*RECORDS FOR THE EXERCISE*:
○ ○ ○ ○
PR #4650, opened 2023-01-12
Redesign the MSS step of the welcome wizard [MAILPOET-4818]

rodrigoprimo:
## Description

This PR implements the new MSS step of the Welcome Wizard. It is a big PR as it involves design and functional changes to the MSS step, some JSX to TSX refactoring, and refactoring of the code to validate an MSS key so that it can be used both in the settings page and in the wizard. Check the Jira ticker for more details on the specific changes.

## Code review notes

@samnajian already helped with a review of a draft version of this PR and helped me confirm a few of the decisions that I made when implementing this PR. But he did not check the most recent commits, and anyway, I believe a full review is valid. I would suggest reviewing this PR commit by commit. I tried my best to make the commits granular and the commit messages relevant to make the reviewing process easier.

I left one inline comment with a detail that I'm not sure about.

## QA notes

This PR makes significant changes to both the welcome wizard and the "Key Activation" tab of the settings page. The only visible change in the "Key Activation" tab is that now the "Verify" button is disabled when there is no key. The other changes were refactors without any visible change to the user.

Please test both pages carefully as there are a lot of code changes in this PR.

## Linked PRs

_N/A_

## Linked tickets

[MAILPOET-4818]

## After-merge notes

_N/A_

[MAILPOET-4818]: https://mailpoet.atlassian.net/browse/MAILPOET-4818?atlOrigin=eyJpIjoiNWRkNTljNzYxNjVmNDY3MDlhMDU5Y2ZhYzA5YTRkZjUiLCJwIjoiZ2l0aHViLWNvbS1KU1cifQ


mailpoet/assets/js/src/wizard/steps/pitch_mss_step.tsx
```diff
@@ -0,0 +1,35 @@
...
+};
+
+function WelcomeWizardPitchMSSStep({
+  subscribersCount,
+  finishWizard,
+}: WelcomeWizardPitchMSSStepPropType): JSX.Element {
+  const { path } = useRouteMatch();
+
+  return (
+    <Switch>
```
rodrigoprimo, line 17: I ended up placing the nested routes here. It was the easy place to add it, but I'm not sure if I should have placed everything on wizard.tsx where the parent routes are located.

mailpoet/assets/js/src/wizard/steps/pitch_mss_step.tsx
```diff
@@ -0,0 +1,35 @@
...
+      <Route path={`${path}/part/2`}>
+        <MSSStepSecondPart finishWizard={finishWizard} />
+      </Route>
+      <Route path={`${path}/part/3`}>
+        <MSSStepThirdPart finishWizard={finishWizard} />
+      </Route>
+      <Route path={[`${path}`, `${path}/part/1`]}>
```
rodrigoprimo: Another thing that I don't like about this is the fact that I had to use two paths here and because of the root path, I had to place the route for the first past last.

mailpoet/assets/js/src/wizard/welcome_wizard_controller.tsx
```diff
@@ -60,13 +60,17 @@ function WelcomeWizardStepsController({
       });
   }
 
-  async function finishWizard() {
+  const finishWizard = useCallback(async (redirect_url = null) => {
```
rodrigoprimo: I know we discussed moving this function to its own component, but I didn't implement it because it was not clear to me how to reuse the `loading` state that is defined inside `updateSettings()` and used in the `WelcomeWizardStepsController` component.

I agree that I should do something about it, as passing this function around the components doesn't look good.

rodrigoprimo:
@samnajian, I'm asking for your review on the draft of this PR to get some early feedback on the implementation. Especially around the use of the React Router to implement the sub-pages (that I'm calling parts but I'm not super happy with this name) of the MSS step. Any feedback that you have is welcome. I left some inline comments with the questions that I have. Thanks.

mailpoet/assets/js/src/newsletters/send/congratulate/success_pitch_mss.tsx
```diff
@@ -3,10 +3,19 @@ import { MailPoet } from 'mailpoet';
 
 import { Heading } from 'common/typography/heading/heading';
 import { WelcomeWizardStepLayoutBody } from '../../../wizard/layout/step_layout_body.jsx';
-import {
-  Controls,
-  FreeBenefitsList,
-} from '../../../wizard/steps/pitch_mss_step';
+import { List } from '../../../common/typography/list/list';
+import { Button } from '../../../common';
```
samnajian: Suggestion: You can import directly from `common` like `import {something} from 'common'`, and defining an index file in `typography` folder should allow unifying importing `Heading` and `List`.

mailpoet/assets/js/src/newsletters/send/congratulate/success_pitch_mss.tsx
```diff
@@ -3,10 +3,19 @@ import { MailPoet } from 'mailpoet';
...
+
+function FreeBenefitsList(): JSX.Element {
```
samnajian, line 7: Suggestion: I'd leave the type inference to TS in cases it can infer the type, and this is one these cases.

mailpoet/assets/js/src/wizard/welcome_wizard_controller.tsx
samnajian: I ended up extracting `updateSettings`, `wizard-redesign-mss-step-different-look` branch includes the proposed change, however it's better to test it together since I'm  not exactly sure how the feature should behave.

mailpoet/assets/js/src/wizard/steps/pitch_mss_step.tsx
samnajian: I would do the same since the sub-routes belong to this component.

mailpoet/assets/js/src/wizard/steps/pitch_mss_step.tsx
samnajian: Well if we want both of these routes to render them same component, then this is the way to go, but the other way around would be to redirect the route path to `${path}/par/1`, something like 
```
<Route exact path={`${path}`}>
  <Redirect to={`${path}/part/1`} /> 
</Route>

```

mailpoet/assets/js/src/wizard/steps/pitch_mss_step/first_part.tsx
```diff
@@ -0,0 +1,81 @@
...
+};
+
+function MSSStepFirstPart({
+  subscribersCount,
+  finishWizard,
+}: MSSStepFirstPartPropType): JSX.Element {
+  const history = useHistory();
+  const { step } = useParams<{ step: string }>();
+
+  const mailpoetAccountUrl = MailPoet.MailPoetComUrlFactory.getPurchasePlanUrl(
```
samnajian: If i'm not mistaken `mailpoetAccountUrl` is not bound to state, so it can get defined outside of the component.

mailpoet/assets/js/src/wizard/steps/pitch_mss_step/first_part.tsx
```diff
@@ -0,0 +1,81 @@
...
+      <div className="mailpoet-gap" />
+      <div className="mailpoet-gap" />
+
+      <Button
+        isFullWidth
+        href={mailpoetAccountUrl}
+        target="_blank"
+        rel="noopener noreferrer"
+        onClick={(event) => {
+          event.preventDefault();
```
samnajian: I'd define this as a named function to: 
1) Refrain from defining the function in each render
2) Adding a meaningful name to the function would allow other developers to quickly understand what's being done and why

mailpoet/assets/js/src/wizard/steps/pitch_mss_step/first_part.tsx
○ ○ ○ ○
*HOW TO COMPLETE THIS TASK*:
If a line in the material above contains the word "place", copy it.

*ANSWER TO THIS EXERCISE*:
rodrigoprimo, line 17: I ended up placing the nested routes here. It was the easy place to add it, but I'm not sure if I should have placed everything on wizard.tsx where the parent routes are located.
rodrigoprimo: Another thing that I don't like about this is the fact that I had to use two paths here and because of the root path, I had to place the route for the first past last.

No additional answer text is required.